Other security leaders are likewise finding ways to build a better pipeline of
security talent. For example, professional services firm Deloitte & Touche is
working with the Flatiron School to create new cybersecurity professionals.
“We’re looking at creating a supply – net new talent,” says Deborah Golden, the
U.S. cyber and strategic risk leader at Deloitte.

Applicants apply for admission to Deloitte’s Cyber Career Accelerator; the
company covers the cost of the nine- to 12-week cybersecurity training program.
So far, Deloitte has had three cohorts go through training. Golden says the
company offered a “large percentage” of the cohorts positions at the firm. “And
of those, we have had a 99% acceptance rate.”

Orange, the Netskope CISO, is also working to increase the pipeline of security
talent through on-the-job training and initiatives with area colleges and
universities. For example, he and his team work with professors to identify
students to enroll in a for-credit semester-long classes with experiential
cybersecurity training followed by an internship with Netskope.
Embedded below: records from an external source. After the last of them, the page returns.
PR #16668, opened 2024-06-10
filters: Fix blur scaling

kjarosh:
The blur of 1.0 is invariant, so that it should be preserved when scaling. Using `blur * scale` also scales the invariant, which is wrong. Tests show that `(blur - 1) * scale + 1` matches FP's behavior.

A test was added (`filters/any_blur_scales_with_screen`) which verifies this behavior. The test includes all known filters which have a blur, but some of them (gradient filters) are disabled (made invisible) because they are not yet fully implemented in Ruffle. They can be made visible when they are functional so that this test also covers them.

After this fix, the test `filters/any_blur_scales_with_screen` matches FP's output perfectly with `tolerance=0` and `max_outliers=0` (not in CI though :neutral_face:).


torokati44:
*tentative approval*

Dinnerbone (approved):

Croworbit:
does this fix any specific games?

kjarosh:
> does this fix any specific games?

I'm afraid not, it only improves appearance of blur when the content is scaled.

Orange also promotes mentoring and shadowing opportunities. He brings real-world
case study-type security lessons to colleges to ensure more graduates are ready
to work in cybersecurity when they graduate.


4. IMPROVE THE WORKPLACE ENVIRONMENT

Bringing talent in the door is only half the equation; keeping security workers
is the other part, and it’s equally challenging. Info-Tech Research Group for
its 2022 Security Priorities Report asked security and IT leaders to name their
top security priorities and their main obstacles to security success in 2022.
Talent topped the list in both categories. Some 30% listed acquiring and
retaining talent as a top priority, making it the most cited priority (ahead of
protecting against and responding to ransomware and securing a remote
workforce). Some 31% cited staffing constraints as a top obstacle.

Isabelle Hertanto, principal research director for the security and privacy
practice at Info-Tech, says CISOs should engage their business colleagues early
and often so they’re able to anticipate what security skills will be needed when
and how best to source those skills. As she explains, this strategic approach
allows CISOs to select outsourced partners who better complement their in-house
team.

“It’s thinking about how an MSP [managed service provider] can bolster your
existing team in ways that could mitigate the risk of losing them,” Hertanto
says. The MSP could pick up, for example, the routine tasks the in-house team
finds mundane or distracting. That gives staffers more time for higher-value
engaging tasks and more time to learn new, more advanced security skills.

Multiple security leaders echo that perspective. They say that providing a
workplace where security teams have the right level of challenging work but
without being constantly overwhelmed is critical for retention. “People leave
jobs because they’re not well matched at a company or because they’re not being
taken care of,” says Deidre Diamond, founder and CEO of CyberSN, which provides
research and placement services for the cybersecurity profession.

To counteract that, Diamond says she advises CISOs to organize their teams so
that managers have the bandwidth to actually manage their teams – that is, they
have the time to provide feedback, advise and train. She says she also advises
CISOs to have realistic workloads for each position. “That means one job per
person, not two jobs per person, which is what’s happening now,” she says,
acknowledging that it’s a tall order but it’s essential for preventing the
burnout that drives workers out the door.